IT CAN HAPPEN HERE by Joe Conason

IT CAN HAPPEN HERE by Joe Conason

Author:Joe Conason [Conason, Joe]
Language: eng
Format: epub
Publisher: Thomas Dunne Books
Published: 2010-04-01T05:00:00+00:00


THE PETTY SCANDALS of payola punditry and fake TV reporters represented small yet visible missteps by a government determined to control public opinion with the public’s money. The Republican regime conducted a far more significant assault on the Corporation for Public Broadcasting (CPB), openly seeking to impose ideological supervision over the nationwide public television network. Conservatives have warned Americans for years that the liberal commissars of political correctness would someday foist their opinions on the rest of us using our own tax dollars. In reality they became the commissars, with their own politically correct conservative orthodoxy and Republican party line.
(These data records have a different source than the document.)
PR #32, opened 2021-05-02
Replace Index with Int where possible

### LINKED ISSUE #30: OrderedSet append does not return the same type as insert
The API for insert in an `OrderedSet` is
```swift
public mutating func insert(_ item: Element, at index: Index) -> (inserted: Bool, index: Index)
```

and the one for append is
```swift
public mutating func append(_ item: Element) -> (inserted: Bool, index: Int)
```

I understand the return types are technically the same because `Index` is `Int`, always, but from a semantic point of view, shouldn’t the append method return a `(inserted: Bool, index: Index)` tuple?

### Information

- **Package version:** Swift Collection `0.0.2`
- **Platform version:** macOS `11.3`
- **Swift version:**
```text
Apple Swift version 5.4 (swiftlang-1205.0.26.9 clang-1205.0.19.55)
Target: x86_64-apple-darwin20.4.0
```

### Checklist

### Steps to Reproduce
N/A

### Expected behavior
`OrderedSet`’s `append` method to return `(inserted: Bool, index: Index)`.

### Actual behavior
It returns `(inserted: Bool, index: Int)`.

Frizlab:
Closes #30. I tried to find all instances of Int where Index should have been used in the Source. I did not search the tests because the issue is semantic only, and my changes only have impact on the public API.

### Checklist

### DIFF
--- a/Sources/DequeModule/Deque+MutableCollection.swift
+++ b/Sources/DequeModule/Deque+MutableCollection.swift
@@ -22,7 +22,7 @@ extension Deque: MutableCollection {
   /// - Complexity: O(1) when this instance has a unique reference to its
   ///    underlying storage; O(`count`) otherwise.
   @inlinable
-  public mutating func swapAt(_ i: Index, _ j: Index) {
+  public mutating func swapAt(_ i: Int, _ j: Int) {
     precondition(i >= 0 && i < count, "Index out of bounds")
     precondition(j >= 0 && j < count, "Index out of bounds")
     _storage.ensureUnique()
--- a/Sources/DequeModule/Deque+RandomAccessCollection.swift
+++ b/Sources/DequeModule/Deque+RandomAccessCollection.swift
@@ -28,7 +28,7 @@ extension Deque: RandomAccessCollection {
   /// - Complexity: O(1)
   @inlinable
   @inline(__always)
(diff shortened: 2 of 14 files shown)


xwu:
Mmm, I'm not certain that the benefits outweigh the drawbacks here with this change. `Index` is explicitly an associated type, and it's arguable that readers _want_ to know what the actual associated type is. Personally I prefer the status quo.

Frizlab:
@xwu In any case the public API is inconsistent now (`Index` and `Int` are both used; see #30 for an example). I do think one of both should be chosen ;-)

Reading the source code of Swift’s `Array`, it seems `Int` is used, not `Index`, so maybe using `Int` would indeed be better for consistency with Swift itself.

I personally slightly prefer `Index` over `Int`, but I’d happy to update this PR to use `Int` instead of `Index` if the maintainers think it’s best.

lorentey:
The use of `Index` is mostly a leftover from the initial implementations where these collections used custom index types. 

I'd prefer if we went the other way and used `Int` everywhere -- the fact that these have integer indices carry additional semantic meaning, and it makes sense not to hide this information behind a typealias.

Frizlab:
Done

lorentey:
@swift-ci test

PR #38, opened 2021-05-17
Fix compilation under BUILD_LIBRARY_FOR_DISTRIBUTION flag

srdanrasic:
When building this package with `BUILD_LIBRARY_FOR_DISTRIBUTION` set to `YES`, the compilation fails in number of places with errors listed further below. You can reproduce the issue by attempting the following from the package root directory:

```
xcodebuild -workspace . -scheme Collections BUILD_LIBRARY_FOR_DISTRIBUTION=YES
```

Suggestions in compiler errors do not really work, but after some experimenting and from looking into stdlib, I found out that adding `@frozen` attribute to the problematic types fixes the problem.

Not long after Bush appointed Kenneth Tomlinson to head the CPB (2003), the new chairman began to extend partisan political control over the network with all the subtlety of an old-style Soviet hack. As a former Reader’s Digest editor and Republican appointee, he knew what Rove had chosen him to do.

He quickly hired a Bush White House communications flack named Mary Catherine Andrews to set up a new “office of the ombudsman” to oversee the ideological content of public television and radio broadcasts. Prior to joining the CPB, Andrews had served as director of the White House Office of Global Communications. So eager was she to get to work in her new post that she began while still under the watchful eye of Karl Rove, the president’s chief political adviser and a longtime crony of Tomlinson.

According to the New York Times, Ms. Andrews “helped draft the office’s guiding principles, set up a Web page and prepared a news release about the appointment of the [two] new ombudsmen,” whom she apparently helped to select.

One of the ombudsmen was another former Reader’s Digest editor known for his conservative Republicanism, while the other was a retired TV correspondent who had endorsed the GOP candidate for governor of Indiana and held a fellowship at the right-wing Hudson Institute. Thus did the Bush administration propose to ensure objective and balanced broadcasting.

Tomlinson secretly hired a consultant to inspect the content of NOW with Bill Moyers, the public TV program that most often irritated the Republican right. The consultant predictably tarred Moyers as anti-Bush, despite the many conservative guests on his program, from which he was ultimately evicted. The veteran journalist had been branded an enemy of the state.

It was in Tomlinson’s engineering of top appointments, however, that his urge to mimic the authoritarian style approached parody. Having ousted the former CPB president, whose ideological leanings were deemed suspicious, he replaced her with yet another Republican placeholder, soon to be replaced by Patricia Harrison—a State Department official and former cochair-woman of the Republican National Committee.

Under the tutelage of Rove, the Republicans placed the Corporation for Public Broadcasting, with executive authority and $400 million in federal funding, under the control of a former party leader. Had Bill Clinton dared to choose a former Democratic Party chair to oversee public broadcasting, every right-thinking pundit and politician would have screamed for the immediate and total defunding of CPB and the appointment of a special prosecutor, while making angry comparisons with Soviet Russia.